AI-Powered Cyberattacks: How to Detect, Prevent & Defend Against Intelligent Threats

Read Now
We utilize artificial intelligence for site translations, and while we strive for accuracy, they may not always be 100% precise. Your understanding is appreciated.

Analyzing the CVE-2023-33733 Vulnerability with MetaDefender Core

by OPSWAT
Share this Post
Lead security researchers discussing the CVE-2023-33733 vulnerability
OPSWAT Fellowship Program Participants

The rapid rise of technology has created a high demand for skilled developers. Open-source software (OSS) has become a vital tool for this growing workforce. Hundreds of thousands of well-established OSS packages now exist across various programming languages. Over 90% of developers leverage these open-source components within their proprietary applications, highlighting the efficiency and value proposition of OSS. Further emphasizing its importance, the global OSS market is expected to reach $80.7 billion by 2030, reflecting a projected growth rate of 16.7% annually. 

However, the widespread adoption of OSS also introduces a new layer of complexity: security vulnerabilities. The vast number of interconnected OSS components creates a broader attack surface for malicious actors to exploit. Managing dependencies across various OSS packages can be complex, making it difficult to identify and patch vulnerabilities promptly. Additionally, the security of OSS often relies on the vigilance and contributions of the developer community. This can lead to delays in patching vulnerabilities, especially for less popular projects.  

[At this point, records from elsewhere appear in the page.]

PR #371, opened 2024-04-16
Argument names always shown, added ` (item)` to the fields related to list items. Fixes #370

### LINKED ISSUE #370: Action Server UI does not always show the argument names
### Target components

action_server

### What is wrong

The input argument names are not always visible in the action UI.

1. Take the template action with `action-server new`
2. `action-server start`
3. Open the Action Server UI
4. Go to run the action
-> The argument names `user_timezone` and `compare_to_timezones` are not visible.

There is something random at play here because this state was somehow triggered by adding default values for the input arguments. After running that once the UI stopped showing the arg names.
The other image below shows a case where only the first argument name is missing.

image
image

### System info

Happened on Windows and mac.
Template action project
Action Server v0.3.2

### Example script

_No response_

fabioz:


action_server/frontend/src/views/actions/components/ActionRun.tsx
```diff
@@ -244,82 +229,70 @@ export const ActionRun: FC<Props> = ({ action, actionPackage }) => {
...
-                    <Checkbox
-                      key={`${title}-${item.name}-${index}`}
-                      label={title}
-                      description={item.property.description}
-                      checked={typeof item.value === 'boolean' && item.value}
-                      required={item.required}
-                      onChange={(e) => handleInputChange(e.target.checked, index)}
-                    />
-                  </Item>
+                  <Checkbox
```
fabioz: Note: the issue fixed here is that `item.title` isn't really defined, but after fixing then it was shown twice (one in `<Item title` and another in `<Checkbox label`, `<Input.label`, etc).

So, I opted to just remove the `Item` part.

action_server/frontend/src/lib/formData.ts
```diff
@@ -141,6 +142,24 @@ export const propertiesToFormData = (
...
 };
 
+/**
+ * Sets the title for one item of a list (i.e.: each item of a list
+ * should not have the same title as the list itself so that it's
+ * clearer what's an item of a list vs the list itself).
+ * 
+ * @param item The item which should have the title set.
+ */
+export const setArrayItemTitle = (item: PropertyFormData) => {
```
fabioz: This is an additional fix to list items so it's clearer what's the `list` item and what's the `list (item)`.

Final UI:

image

rihardsgravis:
With this change all the items loose indentation and for nested object values it is really hard to understand what item belongs to what 🤔 Also the nested object now loose the title of the parent object.

rihardsgravis:
I think the only change required was to change `label={item.title}` to `label={title}` for the `Input` of type "string"?

fabioz:
Agreed (on both). Will update the PR.

rihardsgravis (changes requested):
I would revert the changes (or update the logic to support) as they break the formatting of nested items and nested object loose the information of the parent, e.g. for data like:
```
    "address": {
      "city": string,
      "street": string
    },
 ```
"Address" would not show up in the UI anymore.

The alternative solution would be to fix the only broken case to update the `label={title}` at https://github.com/robocorp/robocorp/blob/511cb5ce1af0fe84a9a94ce54b55c0a413183e1b/action_server/frontend/src/views/actions/components/ActionRun.tsx#L334

fabioz:
Updated PR UI:

image

rihardsgravis (approved):
👍

PR #373, opened 2024-04-16
docs: Fix documentation for encryption algo

perry-mitchell:
Docs mention `aes256-cdc`, which is a typo of `aes256-cbc`. This PR corrects it but changes it to `aes256-gcm` instead, which is a more-likely value for this use case.


perry-mitchell:
Thanks @fabioz ! :pray:

fabioz:
The algorithm used was actually `aes256-gcm` as you noted, but I did a subsequent fix because even it the code there were bad references (https://github.com/robocorp/robocorp/commit/369e64a4861bbe19343b20339c6baa8ce3aae08c).

Thanks for spotting it.

PR #423, opened 2024-07-04
Clearer error message during `truststore` bug

cmin764:
More context in [Linear](https://linear.app/robocorp/issue/DEV-756/robocorpvaulterror-robocorp-truststore-and-robocorp-library-4933)

How to test it (from @mmokko ):
> With [mitmproxy](https://www.notion.so/sema4ai/MITM-proxy-setup-how-to-b410ea556c0546df9978c551343ca952#ef3baf5dcd614c7db66a03b4a49d75c6) you can test the proxy setup, but having certain certs is a bit harder. Easiest is to use https://badssl.com/. From there you can get a [self signed cert](https://self-signed.badssl.com/) and add it to your system cert store and the package should find it from there automatically.

[Test Package](https://github.com/cmin764/robots/tree/main/test-truststore)


c02mo (approved):
LGTM

PR #425, opened 2024-07-05
Enable browser maximization

### LINKED ISSUE #260: Add `args` parameter to the `browser.configure` method from `robocorp-browser`
### Target components

browser

### Why & who

Custom `args` worked with `RPA.Browser.Playwright` and some users are surprised and frustrated that this is not supported in `configure`. The specific arg trying to be set is `--start-maximized`. The `viewport_size` parameter doesn't work for them or at least that is my understanding from discussing with the user.

### Feature or enhancement

In `RPA.Browser.Playwright` you could set custom args like so:

```
from RPA.Browser.Playwright import playwright

playwright.new_browser(args=['--start-maximized'])
```

But this parameter is not available in `configure` or `configure_context` within `robocorp-browser`.

### Solution & alternative

_No response_

cmin764:
Closes #260 

Start a maximized browser window by passing the `maximized=True` switch to the `configure()` function.


cmin764 (commented):
Self-reviewed and happy with the changes.

Potential improvements:
1. Ensure we don't override the `args` we set for the browser launch when configuring with `maximize`, but usually the user knows what it's doing when explicitly using `configure_launch()`, so that can be added there additionally when such construct is used.
2. Double-check if starting a maximized window requires and enforces `headless=False`, as currently we're strict about it by raising an error.

joshyorko:
close please

PR #435, opened 2025-01-06
UPDATE STARLETTE TO 0.40.0

akaday:


fabioz:
Hello @akaday, actually this code is deprecated now and is going to be removed soon (sorry, the README is misleading and will be updated to signal that).

The action server development now happens under https://github.com/Sema4AI/actions/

In this article, OPSWAT Graduate Fellows examine CVE-2023-33733, a security flaw discovered in the popular open-source library ReportLab. Their analysis is coupled with a simulated attack that leverages MetaDefender Core with its Software Bill of Materials (SBOM) capabilities to identify vulnerabilities in an application's dependencies, including the vulnerable ReportLab library. 

Reportlab Library Introduction

ReportLab illustration

ReportLab, a powerful and open-source Python library, empowers users to generate feature-rich PDFs from Python code. It offers developers a winning combination: flexibility, ease of use, and extensive customization options for creating dynamic documents. The library gives developer-enhanced control over their PDFs, allowing for the precise incorporation of text, images, tables, and charts with meticulous precision. This level of customization makes ReportLab a valuable tool for generating dynamic documents such as invoices and data-driven reports. 

CVE-2023-33733 Background

CVE-2023-33733 highlights a security vulnerability within the ReportLab library, impacting multiple versions of the ReportLab Library.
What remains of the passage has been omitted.